◆ **EXERCISE INPUT**:
PR #2893, opened 2023-12-07
[PM-4739] Implement checksum uri validation

LRNcardozoWDF:
## Type of change
- [X] Bug fix
- [X] New feature development
- [ ] Other

## Objective

This change ensures that the encrypted string is the same as what was originally saved with the server through the use of a checksum.

## Code changes

Related to:
 https://github.com/bitwarden/clients/pull/6485
 https://github.com/bitwarden/server/pull/3318

* **LoginUriApi.cs/LoginUriData.cs:** Adds checksum to loginUri models for the api.
* **Cipher.cs:** Bypass validation if Cipher doesn't have a key
* **Login.cs:** Changed logic to only add valid uris
* **LoginUri.cs:** Add a method to validate the uri
* **CipherService.cs:** Add a checksum to domain LoginUri that will be used later for validation
* **CryptoService.cs:** Add a method that returns a base64 hash.

## Before you submit


src/Core/Models/Domain/Login.cs
```diff
@@ -44,7 +44,11 @@ public async Task<LoginView> DecryptAsync(string orgId, SymmetricCryptoKey key =
                 view.Uris = new List<LoginUriView>();
                 foreach (var uri in Uris)
                 {
-                    view.Uris.Add(await uri.DecryptAsync(orgId, key));
+                    var loginUriView = await uri.DecryptAsync(orgId, key);
+                    if (bypassValidation || (await uri.ValidateChecksum(loginUriView.Uri, orgId, key)))
```
fedemkr, line 48: ⛏️ No need for the extra parenthesis:
```suggestion
                    if (bypassValidation || await uri.ValidateChecksum(loginUriView.Uri, orgId, key))
```

src/Core/Models/Domain/LoginUri.cs
```diff
@@ -18,11 +20,18 @@ public class LoginUri : Domain
         public LoginUri(LoginUriData obj, bool alreadyEncrypted = false)
         {
             Match = obj.Match;
+
+            if (obj.UriChecksum != null)
+            {
+                UriChecksum = new EncString(obj.UriChecksum);
+            }
```
fedemkr, line 27: ⚠️  This is not needed, as it's handled by the `BuildDomainModel(..)` next line.
You should just add `nameof(UriChecksum)` to the `_map` HashSet above and it'll take care of creating the `EncString` for you. Also it'll handle building the data model in the `ToLoginUriData` method.

src/Core/Models/Domain/Cipher.cs
```diff
@@ -115,7 +117,7 @@ public async Task<CipherView> DecryptAsync()
             switch (Type)
             {
                 case Enums.CipherType.Login:
-                    model.Login = await Login.DecryptAsync(OrganizationId, model.Key);
+                    model.Login = await Login.DecryptAsync(OrganizationId, bypassValidation, model.Key);
```
fedemkr, line 120: 🤔 Is the `bypassValidation` needed here? Couldn't we just pass:
```suggestion
                    model.Login = await Login.DecryptAsync(OrganizationId, Key != null, model.Key);
```
Furthermore, I'm not 100% sure, but maybe you can skip the parameter and just check inside the method if `model.Key` is `null` or not.
If it's needed I'd change the name here to be more explicit of what this validation is referring to: `bypassUriChecksumValidation`.

src/Core/Services/CipherService.cs
```diff
@@ -1153,6 +1153,8 @@ private async Task EncryptCipherDataAsync(Cipher cipher, CipherView model, Symme
                                 Match = uri.Match
                             };
                             await EncryptObjPropertyAsync(uri, loginUri, new HashSet<string> { "Uri" }, key);
+                            var uriHash = await _cryptoService.HashAsync(uri.Uri, CryptoHashAlgorithm.Sha256);
+                            loginUri.UriChecksum = await _cryptoService.EncryptAsync(uriHash, key);
```
fedemkr, line 1157: 🤔 From what I see in `Cipher -> DecryptAsync(...)` the checksum is only taken account when the cipher has a Cipher key. So should a check be added here to see if a cipher key exists in order to set the checksum? Or is it set either way no matter if the cipher key exists or not?

src/Core/Models/Domain/LoginUri.cs
```diff
@@ -35,5 +44,21 @@ public LoginUriData ToLoginUriData()
...
+
+            // HACK: I don't like resolving this here but I can't see a better way without
+            // refactoring a lot of things.
+            var cryptoService = ServiceContainer.Resolve<ICryptoService>();
+            var localChecksum = await cryptoService.HashAsync(clearTextUri, CryptoHashAlgorithm.Sha256);
+
+            var remoteChecksum = await this.UriChecksum.DecryptAsync(orgId, key);
+            return remoteChecksum == localChecksum;
+        }
```
fedemkr, line 62: ⛏️ Remove the use of `this` to be consistent with the app code.

❓ In case an exception happens, should this break the whole decryption or just log and return `false`?

🤔 I don't like resolving that there neither. I was thinking about resolving it in one the parents and then pass it along here, so if the user has many Uris it doesn't have to resolve it many times; but it's also dirty. Also thought about moving it to a field and make it `LazyResolve` but I think this happens only once per instance so maybe it doesn't help much. The only thing that comes to mind to improve a bit the performance would be to move this check to the `CryptoService` and then resolve such service in the `Login` parent and call it from there in the for, so the service is resolved just once for all Uris of one login, furthermore we don't pollute even more the models.
```c#
// In `ICryptoService`
Task<bool> ValidateUriChecksumAsync(EncString remoteUriChecksum, string rawUri, string orgId, SymmetricCryptoKey key)
```
Then in `Login`
```c#
if (Uris != null)
{
    var cryptoService = ServiceContainer.Resolve<ICryptoService>();
    view.Uris = new List<LoginUriView>();
    foreach (var uri in Uris)
    {
        view.Uris.Add(await uri.DecryptAsync(orgId, key));
        var loginUriView = await uri.DecryptAsync(orgId, key);
        if (bypassValidation || await cryptoService.ValidateUriChecksumAsync(uri.UriChecksum, loginUriView.Uri, orgId, key))
            {
            view.Uris.Add(loginUriView);
        }
    }
}
```

src/Core/Models/Domain/Cipher.cs
LRNcardozoWDF: I believe there are cases where the `model.key` is different than `null` but isn't a `Key` from IVIE, so we would get false positives.

fedemkr: alright then changing the name would suffice in this case 😄

src/Core/Services/CipherService.cs
LRNcardozoWDF: Only the validation is tied to the existence of the cipher key, we can set the checksum either way.

src/Core/Services/CryptoService.cs
```diff
@@ -730,6 +730,26 @@ public async Task UpdateMasterKeyAndUserKeyAsync(MasterKey masterKey)
...
+        }
+
+        public async Task<bool> ValidateUriChecksumAsync(EncString remoteUriChecksum, string rawUri, string orgId, SymmetricCryptoKey key)
+        {
+            if (remoteUriChecksum == null)
+            {
+                return false;
+            }
+
+            //var cryptoService = ServiceContainer.Resolve<ICryptoService>();
```
fedemkr, line 746: ⛏️ Remove comment
```suggestion
```

fedemkr (changes requested):

src/Core/Models/Domain/Login.cs
```diff
@@ -31,7 +33,7 @@ public Login(LoginData obj, bool alreadyEncrypted = false)
         public EncString Totp { get; set; }
         public List<Fido2Credential> Fido2Credentials { get; set; }
 
-        public async Task<LoginView> DecryptAsync(string orgId, SymmetricCryptoKey key = null)
+        public async Task<LoginView> DecryptAsync(string orgId, bool bypassValidation, SymmetricCryptoKey key = null)
```
fedemkr, line 36: ⛏️ Rename to be explicit of what validation are you going to bypass:
```suggestion
        public async Task<LoginView> DecryptAsync(string orgId, bool bypassUriChecksumValidation, SymmetricCryptoKey key = null)
```

src/Core/Services/CryptoService.cs
```diff
@@ -29,10 +30,12 @@ public class CryptoService : ICryptoService
 
         public CryptoService(
             IStateService stateService,
-            ICryptoFunctionService cryptoFunctionService)
+            ICryptoFunctionService cryptoFunctionService,
+            ILogger logger)
```
fedemkr, line 34: ⚠️ Is this compiling?  I don't see the change on `iOSCoreHelpers` and `MainApplication` to pass the `logger` instance to the initialization of the `CryptoService`

fedemkr (changes requested):

src/Core/Services/CryptoService.cs
LRNcardozoWDF: Fixed in commit [fc8d058](https://github.com/bitwarden/mobile/pull/2893/commits/fc8d058046e23004a7c062c1f384984b959a9547)

fedemkr (approved):
🎉

fedemkr (dismissed):

fedemkr (approved):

◆ **ACTIVITY**:
Above are the records; reproduce all of them exactly.

◆ **TASK RESULT**:
PR #2893, opened 2023-12-07
[PM-4739] Implement checksum uri validation

LRNcardozoWDF:
## Type of change
- [X] Bug fix
- [X] New feature development
- [ ] Other

## Objective

This change ensures that the encrypted string is the same as what was originally saved with the server through the use of a checksum.

## Code changes

Related to:
 https://github.com/bitwarden/clients/pull/6485
 https://github.com/bitwarden/server/pull/3318

* **LoginUriApi.cs/LoginUriData.cs:** Adds checksum to loginUri models for the api.
* **Cipher.cs:** Bypass validation if Cipher doesn't have a key
* **Login.cs:** Changed logic to only add valid uris
* **LoginUri.cs:** Add a method to validate the uri
* **CipherService.cs:** Add a checksum to domain LoginUri that will be used later for validation
* **CryptoService.cs:** Add a method that returns a base64 hash.

## Before you submit


src/Core/Models/Domain/Login.cs
```diff
@@ -44,7 +44,11 @@ public async Task<LoginView> DecryptAsync(string orgId, SymmetricCryptoKey key =
                 view.Uris = new List<LoginUriView>();
                 foreach (var uri in Uris)
                 {
-                    view.Uris.Add(await uri.DecryptAsync(orgId, key));
+                    var loginUriView = await uri.DecryptAsync(orgId, key);
+                    if (bypassValidation || (await uri.ValidateChecksum(loginUriView.Uri, orgId, key)))
```
fedemkr, line 48: ⛏️ No need for the extra parenthesis:
```suggestion
                    if (bypassValidation || await uri.ValidateChecksum(loginUriView.Uri, orgId, key))
```

src/Core/Models/Domain/LoginUri.cs
```diff
@@ -18,11 +20,18 @@ public class LoginUri : Domain
         public LoginUri(LoginUriData obj, bool alreadyEncrypted = false)
         {
             Match = obj.Match;
+
+            if (obj.UriChecksum != null)
+            {
+                UriChecksum = new EncString(obj.UriChecksum);
+            }
```
fedemkr, line 27: ⚠️  This is not needed, as it's handled by the `BuildDomainModel(..)` next line.
You should just add `nameof(UriChecksum)` to the `_map` HashSet above and it'll take care of creating the `EncString` for you. Also it'll handle building the data model in the `ToLoginUriData` method.

src/Core/Models/Domain/Cipher.cs
```diff
@@ -115,7 +117,7 @@ public async Task<CipherView> DecryptAsync()
             switch (Type)
             {
                 case Enums.CipherType.Login:
-                    model.Login = await Login.DecryptAsync(OrganizationId, model.Key);
+                    model.Login = await Login.DecryptAsync(OrganizationId, bypassValidation, model.Key);
```
fedemkr, line 120: 🤔 Is the `bypassValidation` needed here? Couldn't we just pass:
```suggestion
                    model.Login = await Login.DecryptAsync(OrganizationId, Key != null, model.Key);
```
Furthermore, I'm not 100% sure, but maybe you can skip the parameter and just check inside the method if `model.Key` is `null` or not.
If it's needed I'd change the name here to be more explicit of what this validation is referring to: `bypassUriChecksumValidation`.

src/Core/Services/CipherService.cs
```diff
@@ -1153,6 +1153,8 @@ private async Task EncryptCipherDataAsync(Cipher cipher, CipherView model, Symme
                                 Match = uri.Match
                             };
                             await EncryptObjPropertyAsync(uri, loginUri, new HashSet<string> { "Uri" }, key);
+                            var uriHash = await _cryptoService.HashAsync(uri.Uri, CryptoHashAlgorithm.Sha256);
+                            loginUri.UriChecksum = await _cryptoService.EncryptAsync(uriHash, key);
```
fedemkr, line 1157: 🤔 From what I see in `Cipher -> DecryptAsync(...)` the checksum is only taken account when the cipher has a Cipher key. So should a check be added here to see if a cipher key exists in order to set the checksum? Or is it set either way no matter if the cipher key exists or not?

src/Core/Models/Domain/LoginUri.cs
```diff
@@ -35,5 +44,21 @@ public LoginUriData ToLoginUriData()
...
+
+            // HACK: I don't like resolving this here but I can't see a better way without
+            // refactoring a lot of things.
+            var cryptoService = ServiceContainer.Resolve<ICryptoService>();
+            var localChecksum = await cryptoService.HashAsync(clearTextUri, CryptoHashAlgorithm.Sha256);
+
+            var remoteChecksum = await this.UriChecksum.DecryptAsync(orgId, key);
+            return remoteChecksum == localChecksum;
+        }
```
fedemkr, line 62: ⛏️ Remove the use of `this` to be consistent with the app code.

❓ In case an exception happens, should this break the whole decryption or just log and return `false`?

🤔 I don't like resolving that there neither. I was thinking about resolving it in one the parents and then pass it along here, so if the user has many Uris it doesn't have to resolve it many times; but it's also dirty. Also thought about moving it to a field and make it `LazyResolve` but I think this happens only once per instance so maybe it doesn't help much. The only thing that comes to mind to improve a bit the performance would be to move this check to the `CryptoService` and then resolve such service in the `Login` parent and call it from there in the for, so the service is resolved just once for all Uris of one login, furthermore we don't pollute even more the models.
```c#
// In `ICryptoService`
Task<bool> ValidateUriChecksumAsync(EncString remoteUriChecksum, string rawUri, string orgId, SymmetricCryptoKey key)
```
Then in `Login`
```c#
if (Uris != null)
{
    var cryptoService = ServiceContainer.Resolve<ICryptoService>();
    view.Uris = new List<LoginUriView>();
    foreach (var uri in Uris)
    {
        view.Uris.Add(await uri.DecryptAsync(orgId, key));
        var loginUriView = await uri.DecryptAsync(orgId, key);
        if (bypassValidation || await cryptoService.ValidateUriChecksumAsync(uri.UriChecksum, loginUriView.Uri, orgId, key))
            {
            view.Uris.Add(loginUriView);
        }
    }
}
```

src/Core/Models/Domain/Cipher.cs
LRNcardozoWDF: I believe there are cases where the `model.key` is different than `null` but isn't a `Key` from IVIE, so we would get false positives.

fedemkr: alright then changing the name would suffice in this case 😄

src/Core/Services/CipherService.cs
LRNcardozoWDF: Only the validation is tied to the existence of the cipher key, we can set the checksum either way.

src/Core/Services/CryptoService.cs
```diff
@@ -730,6 +730,26 @@ public async Task UpdateMasterKeyAndUserKeyAsync(MasterKey masterKey)
...
+        }
+
+        public async Task<bool> ValidateUriChecksumAsync(EncString remoteUriChecksum, string rawUri, string orgId, SymmetricCryptoKey key)
+        {
+            if (remoteUriChecksum == null)
+            {
+                return false;
+            }
+
+            //var cryptoService = ServiceContainer.Resolve<ICryptoService>();
```
fedemkr, line 746: ⛏️ Remove comment
```suggestion
```

fedemkr (changes requested):

src/Core/Models/Domain/Login.cs
```diff
@@ -31,7 +33,7 @@ public Login(LoginData obj, bool alreadyEncrypted = false)
         public EncString Totp { get; set; }
         public List<Fido2Credential> Fido2Credentials { get; set; }
 
-        public async Task<LoginView> DecryptAsync(string orgId, SymmetricCryptoKey key = null)
+        public async Task<LoginView> DecryptAsync(string orgId, bool bypassValidation, SymmetricCryptoKey key = null)
```
fedemkr, line 36: ⛏️ Rename to be explicit of what validation are you going to bypass:
```suggestion
        public async Task<LoginView> DecryptAsync(string orgId, bool bypassUriChecksumValidation, SymmetricCryptoKey key = null)
```

src/Core/Services/CryptoService.cs
```diff
@@ -29,10 +30,12 @@ public class CryptoService : ICryptoService
 
         public CryptoService(
             IStateService stateService,
-            ICryptoFunctionService cryptoFunctionService)
+            ICryptoFunctionService cryptoFunctionService,
+            ILogger logger)
```
fedemkr, line 34: ⚠️ Is this compiling?  I don't see the change on `iOSCoreHelpers` and `MainApplication` to pass the `logger` instance to the initialization of the `CryptoService`

fedemkr (changes requested):

src/Core/Services/CryptoService.cs
LRNcardozoWDF: Fixed in commit [fc8d058](https://github.com/bitwarden/mobile/pull/2893/commits/fc8d058046e23004a7c062c1f384984b959a9547)

fedemkr (approved):
🎉

fedemkr (dismissed):

fedemkr (approved):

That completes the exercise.